(Saved data entries)
══════════

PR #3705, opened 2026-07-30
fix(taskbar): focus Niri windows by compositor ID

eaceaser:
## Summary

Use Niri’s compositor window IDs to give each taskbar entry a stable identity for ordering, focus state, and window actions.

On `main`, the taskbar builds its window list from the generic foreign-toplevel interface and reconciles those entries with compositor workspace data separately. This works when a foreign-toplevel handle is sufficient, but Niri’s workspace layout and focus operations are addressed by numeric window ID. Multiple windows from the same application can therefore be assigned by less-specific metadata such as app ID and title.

══════════

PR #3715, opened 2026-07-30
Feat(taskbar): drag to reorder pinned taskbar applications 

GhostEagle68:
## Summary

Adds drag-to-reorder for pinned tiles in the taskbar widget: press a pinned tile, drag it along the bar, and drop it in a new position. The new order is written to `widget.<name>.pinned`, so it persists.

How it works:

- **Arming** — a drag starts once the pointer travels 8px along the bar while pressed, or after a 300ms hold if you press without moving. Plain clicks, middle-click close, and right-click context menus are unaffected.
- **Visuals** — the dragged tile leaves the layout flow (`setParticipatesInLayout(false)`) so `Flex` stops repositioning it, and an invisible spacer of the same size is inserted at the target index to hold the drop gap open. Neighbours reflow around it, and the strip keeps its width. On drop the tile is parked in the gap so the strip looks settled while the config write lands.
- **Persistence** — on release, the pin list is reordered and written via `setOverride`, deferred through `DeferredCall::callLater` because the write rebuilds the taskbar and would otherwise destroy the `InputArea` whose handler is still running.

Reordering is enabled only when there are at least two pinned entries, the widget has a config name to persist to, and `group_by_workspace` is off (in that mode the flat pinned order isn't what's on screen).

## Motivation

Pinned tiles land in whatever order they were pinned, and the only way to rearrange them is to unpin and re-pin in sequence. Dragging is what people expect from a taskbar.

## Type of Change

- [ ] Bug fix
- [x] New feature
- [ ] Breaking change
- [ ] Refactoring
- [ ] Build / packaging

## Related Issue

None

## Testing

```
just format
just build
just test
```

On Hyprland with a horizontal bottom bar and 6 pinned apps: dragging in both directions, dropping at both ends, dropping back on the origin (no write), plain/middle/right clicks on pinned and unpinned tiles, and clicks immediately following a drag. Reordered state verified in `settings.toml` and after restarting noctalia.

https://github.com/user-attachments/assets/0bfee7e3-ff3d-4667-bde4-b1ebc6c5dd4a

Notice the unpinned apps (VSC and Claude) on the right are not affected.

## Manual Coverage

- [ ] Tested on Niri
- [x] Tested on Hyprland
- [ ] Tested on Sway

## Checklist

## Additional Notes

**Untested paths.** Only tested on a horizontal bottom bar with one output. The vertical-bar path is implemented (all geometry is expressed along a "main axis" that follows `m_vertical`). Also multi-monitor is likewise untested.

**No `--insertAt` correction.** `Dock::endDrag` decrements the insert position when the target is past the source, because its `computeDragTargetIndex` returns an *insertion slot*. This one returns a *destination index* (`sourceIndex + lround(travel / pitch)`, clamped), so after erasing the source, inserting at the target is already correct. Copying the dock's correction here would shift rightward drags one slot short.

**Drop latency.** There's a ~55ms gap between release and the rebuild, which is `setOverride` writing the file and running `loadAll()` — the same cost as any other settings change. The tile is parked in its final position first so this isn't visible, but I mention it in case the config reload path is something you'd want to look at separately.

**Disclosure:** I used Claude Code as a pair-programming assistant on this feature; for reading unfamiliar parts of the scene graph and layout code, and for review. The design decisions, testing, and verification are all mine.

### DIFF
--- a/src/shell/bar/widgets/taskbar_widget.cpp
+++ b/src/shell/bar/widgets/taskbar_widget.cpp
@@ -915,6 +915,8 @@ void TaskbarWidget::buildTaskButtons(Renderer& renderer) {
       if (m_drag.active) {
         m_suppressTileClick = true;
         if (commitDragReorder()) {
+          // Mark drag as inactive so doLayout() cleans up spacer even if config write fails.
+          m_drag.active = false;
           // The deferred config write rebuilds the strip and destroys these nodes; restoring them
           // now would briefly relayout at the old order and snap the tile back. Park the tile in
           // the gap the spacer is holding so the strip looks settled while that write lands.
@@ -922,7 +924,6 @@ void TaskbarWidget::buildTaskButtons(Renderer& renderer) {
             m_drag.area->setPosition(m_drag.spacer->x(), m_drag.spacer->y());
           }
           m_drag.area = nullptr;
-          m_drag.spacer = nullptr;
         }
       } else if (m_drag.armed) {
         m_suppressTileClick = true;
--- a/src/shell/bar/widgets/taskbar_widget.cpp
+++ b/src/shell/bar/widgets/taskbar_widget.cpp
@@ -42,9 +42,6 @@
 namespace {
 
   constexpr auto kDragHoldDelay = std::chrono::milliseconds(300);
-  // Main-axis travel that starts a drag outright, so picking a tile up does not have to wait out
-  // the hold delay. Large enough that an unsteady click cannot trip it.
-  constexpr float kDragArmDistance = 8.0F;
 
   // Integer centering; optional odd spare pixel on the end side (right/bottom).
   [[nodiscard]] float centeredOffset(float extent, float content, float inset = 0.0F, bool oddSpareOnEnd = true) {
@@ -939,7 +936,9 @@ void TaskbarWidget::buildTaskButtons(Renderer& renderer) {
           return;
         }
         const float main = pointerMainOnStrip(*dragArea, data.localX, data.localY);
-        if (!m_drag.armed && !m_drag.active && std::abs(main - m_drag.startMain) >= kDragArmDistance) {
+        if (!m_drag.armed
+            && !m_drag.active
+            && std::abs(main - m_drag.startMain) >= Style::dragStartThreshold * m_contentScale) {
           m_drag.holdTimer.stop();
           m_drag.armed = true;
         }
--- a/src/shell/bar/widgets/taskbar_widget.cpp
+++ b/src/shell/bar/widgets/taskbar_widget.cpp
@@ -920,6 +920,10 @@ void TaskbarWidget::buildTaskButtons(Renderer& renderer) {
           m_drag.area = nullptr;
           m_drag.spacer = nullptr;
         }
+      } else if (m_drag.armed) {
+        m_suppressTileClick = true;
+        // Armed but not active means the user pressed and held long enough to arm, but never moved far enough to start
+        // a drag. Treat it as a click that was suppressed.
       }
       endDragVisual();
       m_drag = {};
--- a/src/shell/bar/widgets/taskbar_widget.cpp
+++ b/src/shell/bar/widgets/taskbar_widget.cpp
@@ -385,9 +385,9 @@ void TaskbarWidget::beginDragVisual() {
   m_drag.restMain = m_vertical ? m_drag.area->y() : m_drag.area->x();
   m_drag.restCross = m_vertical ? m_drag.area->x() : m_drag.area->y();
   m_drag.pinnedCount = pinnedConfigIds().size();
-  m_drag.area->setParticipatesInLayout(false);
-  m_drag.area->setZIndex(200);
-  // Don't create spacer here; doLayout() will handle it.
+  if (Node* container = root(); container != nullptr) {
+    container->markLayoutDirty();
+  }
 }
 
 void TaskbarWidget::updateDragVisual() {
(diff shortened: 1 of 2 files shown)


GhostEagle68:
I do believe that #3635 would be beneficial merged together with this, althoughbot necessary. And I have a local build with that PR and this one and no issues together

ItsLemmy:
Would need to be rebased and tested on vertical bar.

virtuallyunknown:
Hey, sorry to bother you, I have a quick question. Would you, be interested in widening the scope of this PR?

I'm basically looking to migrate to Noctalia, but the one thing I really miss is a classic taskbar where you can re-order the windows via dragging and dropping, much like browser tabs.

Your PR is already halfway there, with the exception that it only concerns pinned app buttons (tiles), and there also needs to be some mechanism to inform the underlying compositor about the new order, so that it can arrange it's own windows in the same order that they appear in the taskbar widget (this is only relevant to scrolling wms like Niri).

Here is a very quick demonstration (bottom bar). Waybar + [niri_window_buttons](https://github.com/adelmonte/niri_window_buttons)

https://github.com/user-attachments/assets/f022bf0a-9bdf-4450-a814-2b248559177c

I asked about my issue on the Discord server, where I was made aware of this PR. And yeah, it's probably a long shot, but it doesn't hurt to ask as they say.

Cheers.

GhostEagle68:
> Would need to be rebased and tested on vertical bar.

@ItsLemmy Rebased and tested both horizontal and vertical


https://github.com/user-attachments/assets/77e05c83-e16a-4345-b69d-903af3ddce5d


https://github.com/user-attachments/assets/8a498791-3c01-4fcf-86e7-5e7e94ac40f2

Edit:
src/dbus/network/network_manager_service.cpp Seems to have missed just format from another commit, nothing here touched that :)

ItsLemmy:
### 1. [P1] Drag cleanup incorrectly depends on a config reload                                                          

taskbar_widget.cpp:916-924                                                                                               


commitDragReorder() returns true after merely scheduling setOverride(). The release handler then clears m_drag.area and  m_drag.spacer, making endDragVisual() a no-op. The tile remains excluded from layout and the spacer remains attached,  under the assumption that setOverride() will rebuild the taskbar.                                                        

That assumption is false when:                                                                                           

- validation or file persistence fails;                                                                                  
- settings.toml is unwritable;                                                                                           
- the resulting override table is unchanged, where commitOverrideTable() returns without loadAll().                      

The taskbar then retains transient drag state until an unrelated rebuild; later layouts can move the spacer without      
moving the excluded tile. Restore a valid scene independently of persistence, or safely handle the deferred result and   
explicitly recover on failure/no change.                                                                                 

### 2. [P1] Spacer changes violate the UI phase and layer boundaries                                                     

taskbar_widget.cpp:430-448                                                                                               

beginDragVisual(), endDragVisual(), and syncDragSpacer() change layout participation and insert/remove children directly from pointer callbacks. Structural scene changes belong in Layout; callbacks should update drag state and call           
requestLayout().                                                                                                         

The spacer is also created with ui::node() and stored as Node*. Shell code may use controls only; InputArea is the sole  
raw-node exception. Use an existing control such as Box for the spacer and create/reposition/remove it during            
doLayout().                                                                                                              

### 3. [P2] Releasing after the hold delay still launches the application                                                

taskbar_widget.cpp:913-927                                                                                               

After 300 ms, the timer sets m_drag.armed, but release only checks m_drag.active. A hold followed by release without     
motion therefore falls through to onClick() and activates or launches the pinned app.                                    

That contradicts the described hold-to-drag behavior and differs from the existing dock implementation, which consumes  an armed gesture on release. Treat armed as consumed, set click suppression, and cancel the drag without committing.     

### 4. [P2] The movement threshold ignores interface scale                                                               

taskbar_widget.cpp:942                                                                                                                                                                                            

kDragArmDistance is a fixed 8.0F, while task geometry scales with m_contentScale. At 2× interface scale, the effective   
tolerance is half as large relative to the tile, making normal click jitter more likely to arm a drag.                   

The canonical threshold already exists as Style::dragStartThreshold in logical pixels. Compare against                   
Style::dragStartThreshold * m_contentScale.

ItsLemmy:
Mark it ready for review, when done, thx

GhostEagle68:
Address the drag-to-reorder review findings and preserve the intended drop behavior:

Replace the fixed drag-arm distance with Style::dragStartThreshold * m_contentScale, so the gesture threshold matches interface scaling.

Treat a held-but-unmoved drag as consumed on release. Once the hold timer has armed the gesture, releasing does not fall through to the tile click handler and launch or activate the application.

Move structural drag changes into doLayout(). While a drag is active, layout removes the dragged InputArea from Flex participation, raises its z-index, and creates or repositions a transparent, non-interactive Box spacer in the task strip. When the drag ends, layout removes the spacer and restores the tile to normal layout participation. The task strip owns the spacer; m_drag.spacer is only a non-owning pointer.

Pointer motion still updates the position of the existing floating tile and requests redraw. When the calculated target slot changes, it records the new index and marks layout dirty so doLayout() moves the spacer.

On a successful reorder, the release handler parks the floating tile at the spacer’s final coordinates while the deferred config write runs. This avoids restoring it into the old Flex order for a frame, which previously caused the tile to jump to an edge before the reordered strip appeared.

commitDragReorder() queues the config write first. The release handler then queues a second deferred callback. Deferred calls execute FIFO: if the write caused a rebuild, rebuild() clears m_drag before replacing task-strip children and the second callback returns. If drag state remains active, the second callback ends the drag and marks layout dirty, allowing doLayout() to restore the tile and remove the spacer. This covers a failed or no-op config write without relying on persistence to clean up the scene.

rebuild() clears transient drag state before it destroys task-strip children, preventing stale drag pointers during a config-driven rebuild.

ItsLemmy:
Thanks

══════════

## Work request
Repeat the entries above verbatim, but only from the line that has "taskbar_widget.cpp:430-448" down to the line that has "raw-node exception. Use", inclusive.

## Answer to this task
taskbar_widget.cpp:430-448                                                                                               

beginDragVisual(), endDragVisual(), and syncDragSpacer() change layout participation and insert/remove children directly from pointer callbacks. Structural scene changes belong in Layout; callbacks should update drag state and call           
requestLayout().                                                                                                         

The spacer is also created with ui::node() and stored as Node*. Shell code may use controls only; InputArea is the sole  
raw-node exception. Use an existing control such as Box for the spacer and create/reposition/remove it during            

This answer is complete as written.